Weitgehend unbemerkt von der Fachöffentlichkeit schloss die US-Apothekenkette Walgreens kurz vor Weihnachten eine Vereinbarung mit dem Pharmakonzern Valeant, die den Markt nachhaltig verändern könnte: In den demnächst rund 12.000 Filialen werden die Produkte von den Walgreens-Mitarbeitern im Namen des Herstellers abgegeben. Die Kette ist bei diesem Direktgeschäft reiner Dienstleister und erhält eine Aufwandspauschale. Das Modell ist keine Eintagsfliege, sondern mit einer Laufzeit von 20 Jahren langfristig angelegt. Auch unabhängige Apotheken sollen sich dem Vertrag anschließen können.

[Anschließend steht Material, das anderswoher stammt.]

PR #962, opened 2020-10-06
Use UTF-8 as default with ScriptEngine

BCSharp:
This is the last bit of the work to use UTF-8 as default source encoding that I am aware of.

The test for encoding used by `ScriptEngine` was already in place (disabled) but it wasn't testing the right thing. I went to the [CodePlex archive](https://archive.codeplex.com/?p=ironpython) to look up the original report 20472 (_Issue with non-unicode script file encoding_) and fixed the test to test for that.

One caveat: if the user uses `CreateScriptSourceFromFile(file, System.Text.Encoding.Default)`, UTF-8 will be used rather than `Encoding.Default` which on .NET Framework is the active Windows code page. Perhaps this is OK, since the IronPython 3 default **is** UTF-8. If this is not right, the solution might be to modify `Microsoft.Scripting.Utils.StringUtils.DefaultEncoding` to use a clone of ` System.Text.Encoding.Default`.

For now, if somebody really needs to use the active Windows code page, they may either specify it explicitly or clone the default themselves, e.g.:
```C#
CreateScriptSourceFromFile(file, Encoding.GetEncoding(1252)); // or whatever codepage is active
CreateScriptSourceFromFile(file, Encoding.Default.Clone());
```

### DIFF
--- a/Src/IronPython/Runtime/PythonContext.cs
+++ b/Src/IronPython/Runtime/PythonContext.cs
@@ -892,7 +892,13 @@ namespace IronPython.Runtime {
 
             if (sourceEncoding == null) {
                 // not autodetected and not declared, hence use default
-                sourceEncoding = defaultEncoding;
+                if (ReferenceEquals(defaultEncoding, StringUtils.DefaultEncoding)) {
+                    // Override DLR default encoding with Python default
+                    sourceEncoding = DefaultEncoding;
+                } else {
+                    // user-provided encoding
+                    sourceEncoding = defaultEncoding;
+                }
             } else {
                 sourceEncoding = (Encoding)sourceEncoding.Clone();
                 sourceEncoding.DecoderFallback = DecoderFallback.ExceptionFallback;
--- a/Src/IronPython/Runtime/PythonContext.cs
+++ b/Src/IronPython/Runtime/PythonContext.cs
@@ -892,13 +892,7 @@ namespace IronPython.Runtime {
 
             if (sourceEncoding == null) {
                 // not autodetected and not declared, hence use default
-                if (ReferenceEquals(defaultEncoding, StringUtils.DefaultEncoding)) {
-                    // Override DLR default encoding with Python default
-                    sourceEncoding = DefaultEncoding;
-                } else {
-                    // user-provided encoding
-                    sourceEncoding = defaultEncoding;
-                }
+                sourceEncoding = defaultEncoding;
             } else {
                 sourceEncoding = (Encoding)sourceEncoding.Clone();
                 sourceEncoding.DecoderFallback = DecoderFallback.ExceptionFallback;
--- a/Src/IronPythonTest/EngineTest.cs
+++ b/Src/IronPythonTest/EngineTest.cs
@@ -423,17 +423,22 @@ x = 42", scope);
 #if NETCOREAPP
             Encoding.RegisterProvider(CodePagesEncodingProvider.Instance);
 #endif
-
+            // This test file is encoded in Windows codepage 1251 (Cyrilic) but lacks a magic comment (PEP-263)
+            string fileName = Path.Combine(Path.Combine(Common.ScriptTestDirectory, "encoded_files"), "cp20472.py");
             try {
-                string fileName = Path.Combine(Path.Combine(Common.ScriptTestDirectory, "encoded_files"), "cp20472.py");
-                _pe.CreateScriptSourceFromFile(fileName, Encoding.GetEncoding(1251)).Compile();
+                _pe.CreateScriptSourceFromFile(fileName).Compile();
 
-                //Disabled. The line above should have thrown a syntax exception or an import error,
-                //but does not.
+                // The line above should have thrown a syntax exception or an import error
+                // because the default source file encoding is UTF-8 and there are decoding errors
 
-                //throw new Exception("ScenarioCodePlex20472");
+                throw new Exception("ScenarioCodePlex20472");
             }
-            catch (IronPython.Runtime.Exceptions.ImportException) { }
+            catch (SyntaxErrorException) { }
+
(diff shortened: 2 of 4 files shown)


Src/IronPython/Runtime/PythonContext.cs
```diff
@@ -892,7 +892,13 @@ internal static Version GetPythonVersion()
 
             if (sourceEncoding == null) {
                 // not autodetected and not declared, hence use default
-                sourceEncoding = defaultEncoding;
+                if (ReferenceEquals(defaultEncoding, StringUtils.DefaultEncoding)) {
```
slozier, line 895: Probably better to use `Encoding.Default` here. I'm tempted to deprecate `StringUtils.DefaultEncoding` since realistically it no longer serves a purpose (which was supporting runtimes which don't define `Encoding.Default`).

That being said, I'm not sure that we should be overriding the default. Is this only to accommodate the case where `CreateScriptSourceFromFile` is called without an encoding?

BCSharp: > Probably better to use `Encoding.Default` here.

I did not want to use `Encoding.Default` here because it would effectively eliminate the possibility to make `CreateScriptSourceFromFile(file, System.Text.Encoding.Default)` behave correctly, which now can be achieved with a fairly modest and backward-compatible modification to the DLR, e.g:

```C#
#if FEATURE_ENCODING
        public static Encoding DefaultEncoding { get; } = Encoding.GetEncoding(Encoding.Default.CodePage);
#else
        public static Encoding DefaultEncoding => Encoding.UTF8;
#endif
```
But maybe this is not needed and the workarounds I proposed originally are good enough.

That being said, this whole thing is a workaround around a deeper issue:

> I'm not sure that we should be overriding the default.

Perhaps the comment there is a bit misleading. Conceptually, this path is setting the correct default, which was not recognized/known by the DLR. DLR default is `StringUtils.DefaultEncoding` but IronPython default is `PythonContext.DefaultEncoding`.

>  Is this only to accommodate the case where CreateScriptSourceFromFile is called without an encoding?

Yes. As a Python developer, I would be surprised to discover that while
```shell
PS> python3 my_prog.py
PS> ipy3 my_prog.py
```
worked fine,
```C#
var src = CreateScriptSourceFromFile("my_prog.py");
```
silently mangled all UTF-8 encoded string literals, and would consider it a bug.

I was trying to avoid (big) changes to the DLR, but if you are planing on working on that part of the DLR, by far my preferred solution would be to add a virtual property `LanguageContext.DefaultEncoding`. There should be only one place where a default encoding for source files is defined, rather than several "defaults" competing with other (BTW, in DLR, there is one in `Microsoft.Dynamic` and one in `Microsoft.Scripting`. I'm unsure which one `PythonContext.SourceCodeReader` is actually getting).

slozier: > it would effectively eliminate the possibility to make `CreateScriptSourceFromFile(file, System.Text.Encoding.Default)`

I would argue that anything using `Encoding.Default` is effectively broken since it has a different meaning on .NET Framework and .NET Core (it's UTF-8 on .NET Core). I guess we should probably eliminate any uses of it from the codebase. Although using it as a placeholder for an undefined encoding is probably fine.

> a fairly modest and backward-compatible modification to the DLR

Unfortunately it is not as simple as that since as you noticed it is defined in two places `Microsoft.Scripting` is internal and used in the `CreateScriptSourceFromFile` definition, while `Microsoft.Dynamic` is the public one (which you used in this PR). Since `Microsoft.Dynamic` references `Microsoft.Scripting` and not the other way around (and internals are not visible) we'd probably have to move the `StringUtils` class down to `Microsoft.Scripting` and then do a type-forward in `Microsoft.Dynamic` to avoid a breaking change. In other words probably not worth the effort.

>  As a Python developer, I would be surprised to discover that...

Well, the `CreateScriptSourceFromFile` overload without an encoding does specify that it uses `Encoding.Default` as its encoding, but you really have to be in the weeds to know that this can vary depending on the runtime so it's probably not a good idea to skip out on specifying the encoding.

> this whole thing is a workaround around a deeper issue

Indeed, the thought had crossed my mind. Assuming everything works out (at a glance it seems like it would), I would be fine with adding the virtual property `LanguageContext.DefaultEncoding` and then reworking the overloads to use that instead of `Encoding.Default`/`StringUtils.DefaultEncoding`. In fact now if probably a good time for the change since I just bumped the minor version of the DLR. I can try to take a look at it tomorrow (assuming you don't beat me to it).

BCSharp: > Well, the `CreateScriptSourceFromFile` overload without an encoding does specify that it uses `Encoding.Default` as its encoding,

Yes, it is specified, but, as you pointed out, has a different meaning on different platforms, and is still not practical, as in all cases the default is a non-throwing encoding. So for most practical cases the user has to instantiate their own throwing UTF-8 encoding and explicitly use it. Sure it can be done, it is easy to forget or be tempted to simply use `Encoding.UTF8`. The whole point of having defaults is to make usage easier, not more tricky. In such case it would be better if the overload of `CreateScriptSourceFromFile` that assumes some default encoding were removed altogether.

> I would be fine with adding the virtual property `LanguageContext.DefaultEncoding`

Great. I leave it up to you. Otherwise I would be fine to remove the reference to `StringUtils.DefaultEncoding` and replace it with `Encoding.Default` and `Encoding.UTF8` to set the encoding according to the Python standard. Note that the encoding provided to `CreateScriptSourceFromFile` (default or explicit) may already be overridden by BOM or a magic comment (as per Python standard).

slozier: Alright, changes are merged in so I guess this particular workaround can be reverted (assuming everything worked out).

PR #963, opened 2020-10-07
Eliminate data copy when calling str() on a bytes-like object

BCSharp:
This also aligns error types and warnings with CPython's.

### DIFF
--- a/Src/IronPython/Runtime/ByteArray.cs
+++ b/Src/IronPython/Runtime/ByteArray.cs
@@ -15,6 +15,7 @@ using System.Text;
 using Microsoft.Scripting.Runtime;
 using Microsoft.Scripting.Utils;
 
+using IronPython.Runtime.Exceptions;
 using IronPython.Runtime.Operations;
 using IronPython.Runtime.Types;
 
@@ -1076,6 +1077,11 @@ namespace IronPython.Runtime {
             lock (this) {
                 return "bytearray(" + _bytes.BytesRepr() + ")";
             }
+        }
+
+        public virtual string __str__(CodeContext context) {
+            PythonOps.Warn(context, PythonExceptions.BytesWarning, "str() on a bytearray instance");
+            return Repr();
         }
 
         public virtual string __repr__(CodeContext context) => Repr();
--- a/Src/IronPython/Runtime/ByteArray.cs
+++ b/Src/IronPython/Runtime/ByteArray.cs
@@ -1080,7 +1080,9 @@ namespace IronPython.Runtime {
         }
 
         public virtual string __str__(CodeContext context) {
-            PythonOps.Warn(context, PythonExceptions.BytesWarning, "str() on a bytearray instance");
+            if (context.LanguageContext.PythonOptions.BytesWarning) {
+                PythonOps.Warn(context, PythonExceptions.BytesWarning, "str() on a bytearray instance");
+            }
             return Repr();
         }
 
--- a/Src/IronPython/Runtime/Bytes.cs
+++ b/Src/IronPython/Runtime/Bytes.cs
@@ -856,7 +856,9 @@ namespace IronPython.Runtime {
         }
 
         public virtual string __str__(CodeContext context) {
-            PythonOps.Warn(context, PythonExceptions.BytesWarning, "str() on a bytes instance");
+            if (context.LanguageContext.PythonOptions.BytesWarning) {
+                PythonOps.Warn(context, PythonExceptions.BytesWarning, "str() on a bytes instance");
+            }
             return _bytes.BytesRepr();
         }
 
--- a/Src/IronPython/Runtime/Bytes.cs
+++ b/Src/IronPython/Runtime/Bytes.cs
@@ -16,6 +16,7 @@ using System.Text;
 using Microsoft.Scripting.Runtime;
 using Microsoft.Scripting.Utils;
 
+using IronPython.Runtime.Exceptions;
 using IronPython.Runtime.Operations;
 using IronPython.Runtime.Types;
 using NotNullWhenAttribute = System.Diagnostics.CodeAnalysis.NotNullWhenAttribute;
@@ -852,6 +853,11 @@ namespace IronPython.Runtime {
                 ),
                 GetType() == typeof(Bytes) ? null : ObjectOps.ReduceProtocol0(context, this)[2]
             );
+        }
+
+        public virtual string __str__(CodeContext context) {
+            PythonOps.Warn(context, PythonExceptions.BytesWarning, "str() on a bytes instance");
+            return _bytes.BytesRepr();
         }
 
         public virtual string __repr__(CodeContext context) {
--- a/Src/IronPython/Runtime/Operations/StringOps.cs
+++ b/Src/IronPython/Runtime/Operations/StringOps.cs
@@ -162,7 +162,6 @@ namespace IronPython.Runtime.Operations {
                 return "None";
             }
             if (x is string) {
-                // check ascii
                 return x;
             }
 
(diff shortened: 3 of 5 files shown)


Src/IronPython/Runtime/ByteArray.cs
```diff
@@ -1078,6 +1079,11 @@ public int rindex(BigInteger @byte, object? start, object? end)
             }
         }
 
+        public virtual string __str__(CodeContext context) {
+            PythonOps.Warn(context, PythonExceptions.BytesWarning, "str() on a bytearray instance");
```
slozier, line 1083: I'm fine with adding these warnings, however it should be noted that they should only occur when you run with the `-b` argument (and raise an exception with `-bb`).

slozier (approved):

Src/IronPython/Runtime/ByteArray.cs
slozier: I took a quick look and it seems that to match CPython we just need to add an `if (context.LanguageContext.PythonOptions.BytesWarning)`. I guess it could also be moved down to `PythonOps.Warn`.

BCSharp: The warnings seem to work just fine at my end. The only thing is that by default, all warnings seem to be sent to `ignore` filter. So to get the same behaviour as CPython, I run `ipy -W default` to reset the warning filter to default. Setting the environment variable `IRONPYTHONWARNINGS` to `default` also works. So I think that IronPython's default warning filter should be `default` and not `ignore`. Any reason why IronPython starts up with `ignore`?

I didn't know about option `-b`, it is not listed in help printed by `ipy -h`; what does it do? Option `-bb` doesn't work at all, says `File -bb does not exist.`

slozier: > The warnings seem to work just fine at my end.

That's the odd bit since I'm not getting this warning unless I explicitly ask for it via the command line. When I run `test_str` from the PR with CPython they fail with:
```
AssertionError: BytesWarning not triggered
```

> Any reason why IronPython starts up with ignore?

It seems to be set up fine on my end. With IronPython:
```
>>> warnings.filters
[('ignore', None, <class 'DeprecationWarning'>, None, 0), ('ignore', None, <class 'PendingDeprecationWarning'>, None, 0), ('ignore', None, <class 'ImportWarning'>, None, 0), ('ignore', None, <class 'BytesWarning'>, None, 0)]
```
and with CPython 3.4:
```
>>> warnings.filters
[('ignore', None, <class 'DeprecationWarning'>, None, 0), ('ignore', None, <class 'PendingDeprecationWarning'>, None, 0), ('ignore', None, <class 'ImportWarning'>, None, 0), ('ignore', None, <class 'BytesWarning'>, None, 0), ('ignore', None, <class 'ResourceWarning'>, None, 0)]
```

> I didn't know about option -b, it is not listed in help printed by ipy -h; what does it do?

From the CPython `-h`:
> -b     : issue warnings about str(bytes_instance), str(bytearray_instance) and comparing bytes/bytearray with str. (-bb: issue errors)

All this option actually does is set `sys.flags.bytes_warning` to the number of `b` (so `-b` gives `sys.flags.bytes_warning == 1`, `-bb` gives `sys.flags.bytes_warning == 2` and so on). It looks like IronPython only supports the `-b` option right now. However as you mention it's not listed in the help.

Anyway, doesn't seem to explain why you're getting the warning and I'm not. Can you check the value of your `sys.flags.bytes_warning`? Maybe there's another way to enable this flag.

BCSharp: Okay, I think I understand the source of the confusion here.

> Anyway, doesn't seem to explain why you're getting the warning and I'm not. Can you check the value of your `sys.flags.bytes_warning`? Maybe there's another way to enable this flag.

It turns out that my `python3.4` command was an a shell function that run `python -b @args`. So all my CPython tests are being run with `BytesWarning` enabled. I must have set it up when I first installed Python 3.4 and now have completely forgotten it. Mystery solved. 

Now about handling of bytes warnings by CPython. It wasn't clear to me that I **have** to enable `BytesWarning` on commandline with `-b` to see them at all. The 3.4 documentation [says](https://docs.python.org/3.4/using/cmdline.html#cmdoption-b):

> Issue a warning when comparing str and bytes. Issue an error when the option is given twice (-bb).

At first I thought it is simply a shortcut for `-W default::BytesWarning` and `-W error::BytesWarning`. After all, `warnings.filters` by default contains `('ignore', None, <class 'BytesWarning'>, None, 0)`. But its more than that. From [What’s New In Python 3.7](https://docs.python.org/3.7/whatsnew/3.7.html#id13):

> Due to changes in the way the default warnings filters are configured, setting `Py_BytesWarningFlag` to a value greater than one is no longer sufficient to both emit `BytesWarning` messages and have them converted to exceptions. Instead, the flag must be set (**to cause the warnings to be emitted in the first place**), and an explicit `error::BytesWarning` warnings filter added to convert them to exceptions.

(Emphasis mine). Perhaps to avoid this confusion, default `('ignore', None, <class 'BytesWarning'>, None, 0)` disappears from the default `warnings.filters` [from 3.7 onwards](https://docs.python.org/3/library/warnings.html?highlight=warnings#default-warning-filter):

> _Changed in version 3.7_: `BytesWarning` no longer appears in the default filter list and is instead configured via `sys.warnoptions` when `-b` is specified twice.

The above is not exactly accurate. The precise behaviour is that `-bb` (or `-b -b`) will add `'error::BytesWarning` to `sys.warnoptions` and insert `('error', None, <class 'BytesWarning'>, None, 0)` at the front of `warnings.filters`, but also a single `-b` will add `'default::BytesWarning'` to `sys.warnoptions` and insert `('default', None, <class 'BytesWarning'>, None, 0)` to `warnings.filters`. In earlier CPython version, of course, `warning.filters` already had a filter for `BytesWarnings`, which then is simply modified from `ignore` to `error` or `default`, respectively. And `sys.warnoptions` is not modified.

Now on to differences between IronPython 3.4 and CPython 3.4.

1. The commandline option `-b` does set `sys.flags.bytes_warning` to 1, but does not update `warnings.filters`. 
2. There is no `-bb` option. Passing `-b -b` works, but `sys.flags.bytes_warning` is still 1, rather than 2 (how else, since `PythonOptions.BytesWarning` is a `bool`). And of course `warnings.filters` is not updated either.
3. As you pointed out, `BytesWarning` should not be emitted at all unless `PythonOptions.BytesWarning` is true (or rather, non-zero, if we change it to `int`). This is best done in `PythonOps.Warn`.
4. When IronPython does print out a warning, the line number reported seems to be always 1, though when the warning is converted to an error (with a filter), the error itself displays the correct line number.

I propose to resolve all this in a separate PR. I am not sure that `PythonOptions.BytesWarning` has to change to `int`, as the role of value 2 seem to be completed once the warning filter list is updated. On the other hand, it would be good for a better CPython compatibility. E.g. `-bbbb` will set `sys.flags.bytes_warning` to 4.

For this PR, I propose I simply make that part of the test that checks for `BytesWarning` run conditionally on `sys.flags.bytes_warning`.

BCSharp: > `BytesWarning` should not be emitted at all unless `PythonOptions.BytesWarning` is true (...). This is best done in `PythonOps.Warn`.

Second thoughts on that. I looked into CPython source code and see that there is only a handful of places where `BytesWarning` is being issued. Basically only for `__str__`, `__eq__`, and `__ne__` on `bytes` or `bytearray`. So the check against `PythonOptions.BytesWarning` can be at the source of the problem rather than in `PythoOps.Warn`, without adding too much complexity (and perhaps keeping `PythonOps.Warn` slightly more efficient).

Also, a `BytesWarning` issued by the user code with `warnings.warn("My bytes warning", BytesWarning)` should be displayed (or not displayed, if filtered out) regardless of the `-b` switch.

I will amend the code in this PR along these lines.

PR #964, opened 2020-10-07
Override DefaultLanguage

slozier:
See discussion in https://github.com/IronLanguages/ironpython3/pull/962

@BCSharp


BCSharp:
Looks great! Thanks!

PR #970, opened 2020-10-10
Make int.from_bytes recognize __bytes__ in all cases

BCSharp:
Fixes:
```python
class BytesBytesSubclass(bytes):
    def __bytes__(self):
        return BytesBytesSubclass(b"xyz")

assert int.from_bytes(BytesBytesSubclass(b"abc"), 'big') == int.from_bytes(b"xyz", 'big')
```
Also:
```python
assert int.from_bytes(memoryview(b"abc")[::2], 'big') == int.from_bytes(b"ac", 'big')
```

### DIFF
--- a/Src/IronPython/Runtime/Bytes.cs
+++ b/Src/IronPython/Runtime/Bytes.cs
@@ -165,6 +165,8 @@ namespace IronPython.Runtime {
                 return (Bytes)o;
             } else if (TryInvokeBytesOperator(context, o, out Bytes? res)) {
                 return res;
+            } else if (o is IBufferProtocol bp) {
+                return new Bytes(bp);
             } else if (o is string || o is ExtensibleString) {
                 throw PythonOps.TypeError("cannot convert unicode object to bytes");
             } else {
--- a/Src/IronPython/Runtime/Operations/IntOps.cs
+++ b/Src/IronPython/Runtime/Operations/IntOps.cs
@@ -528,27 +528,15 @@ namespace IronPython.Runtime.Operations {
             return Bytes.Make(res.ToArray());
         }
 
-        public static BigInteger from_bytes([NotNull] byte[] bytes, [NotNull] string byteorder, bool signed=false) {
-            // TODO: signed should be a keyword only argument
-            // TODO: return int when possible?
-
-            bool isLittle = byteorder == "little";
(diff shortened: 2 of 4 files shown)


slozier (approved):
Not sure if the `from_bytes(byte[], ...)` overload provides much value. Otherwise looks good to me.

Any idea if `from_bytes` is special or are we we going to have to jump through hoops to handle all the cases whenever we have a bytes argument?

BCSharp:
> Not sure if the `from_bytes(byte[], ...)` overload provides much value. 

I wasn't sure either. It is there to avoid one unnecessary data copy on .NET Framework. I did not want to make the reworked version any less efficient than the original for all usage cases. But since you are not sure is is worth it as well, I'd rather simplify it and get rid of the overload. After all, the input size should be small anyway.

> Any idea if `from_bytes` is special or are we we going to have to jump through hoops to handle all the cases whenever we have a bytes argument?

I haven't seen anything like this anywhere else, but then again, I don't have many ideas for where to look. I am currently looking at the constructors `float(bytes)` (implemented) and `int(bytes)` (not implemented), and neither of them does what `int.from_bytes` does. The moment I had discovered that it accepts a strided `memoryview` I knew it had to go though the full-blown `bytes` constructor; there are few places in the CPython codebase that use `FULL_RO` to obtain a buffer from a buffer protocol object. I think that `int.from_bytes` may be a special case. There seem to be no other type that has a `from_bytes` defined, and for `int.from_bytes` itself [CPython had to jump though hoops](https://bugs.python.org/issue23640) to arrive at the current behaviour.

Note that our `int.from_bytes` is not fully compliant yet. Besides the existing points mentioned in the TODO comments, this doesn't work:
```python
class MyInt(int): pass

assert type(MyInt.from_bytes(b"abc", 'big')) == MyInt
```
but I don't know how this can be done. For `str` there is a dedicated `class ExtensibleString` to support subclassing, but I don't see `ExtensibleBigInteger` anywhere.

slozier:
> but I don't know how this can be done. For str there is a dedicated class ExtensibleString to support subclassing, but I don't see ExtensibleBigInteger anywhere.

```C#
[ClassMethod, StaticExtensionMethod]
public static BigInteger from_bytes(CodeContext context, PythonType/*!*/ cls, object bytes, string byteorder, bool signed = false);
```

PR #971, opened 2020-10-10
Enable some float construction tests

BCSharp:


Src/IronPython/Runtime/LiteralParser.cs
```diff
@@ -635,12 +635,17 @@ private static string DoParseString<T>(ReadOnlySpan<T> data, bool isRaw, bool is
...
 
-        private static string ReplaceUnicodeDigits(string text) {
+        private static string ReplaceUnicodeCharacters(string text) {
             StringBuilder replacement = null;
             for (int i = 0; i < text.Length; i++) {
                 if (text[i] >= '\x660' && text[i] <= '\x669') {
+                    // replace unicode digits
                     if (replacement == null) replacement = new StringBuilder(text);
                     replacement[i] = (char)(text[i] - '\x660' + '0');
+                } else if (text[i] >= '\x80' && char.IsWhiteSpace(text[i])) {
```
slozier, line 645: Probably an insignificant optimization, but we could do `var t = text[i];`?

slozier (approved):
Looks good to me.

Src/IronPython/Runtime/LiteralParser.cs
BCSharp: Sure.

Konzernchef Stefano Pessina hat offen erklärt, die Zukunft von Gesundheitsversorgung, Apotheke und Einzelhandel weltweit neu definieren zu wollen. Während seine Konkurrenten schon aus beruflichem Selbstverständnis heraus gewisse Grenzen nicht überschreiten, kennt der Italiener keine Berührungsängste: In Großbritannien hat sein Vertriebsmodell mit Pfizer dafür gesorgt, dass die vollsortierten Pharmagroßhändler zu Auftragslogistikern mutiert sind. „Direct to patient“ soll in den USA nun die logische Erweiterung von „Direct to pharmacy“ werden.

Zwar folgt der US-Markt anderen Regeln als der deutsche. Doch auch hierzulande wäre ein solches Modell möglich – in seinen Grundsätzen höchstrichterlich sogar schon doppelt abgesegnet. Im Januar 2012 entschied der Bundesgerichtshof (BGH), dass es für die Frage der Arzneimittelsicherheit unerheblich sei, auf wessen Rechnung die Arzneimittel vertrieben würden. Im Februar 2015 erklärte auch das Bundesverwaltungsgericht (BVerwG) das Modell für zulässig.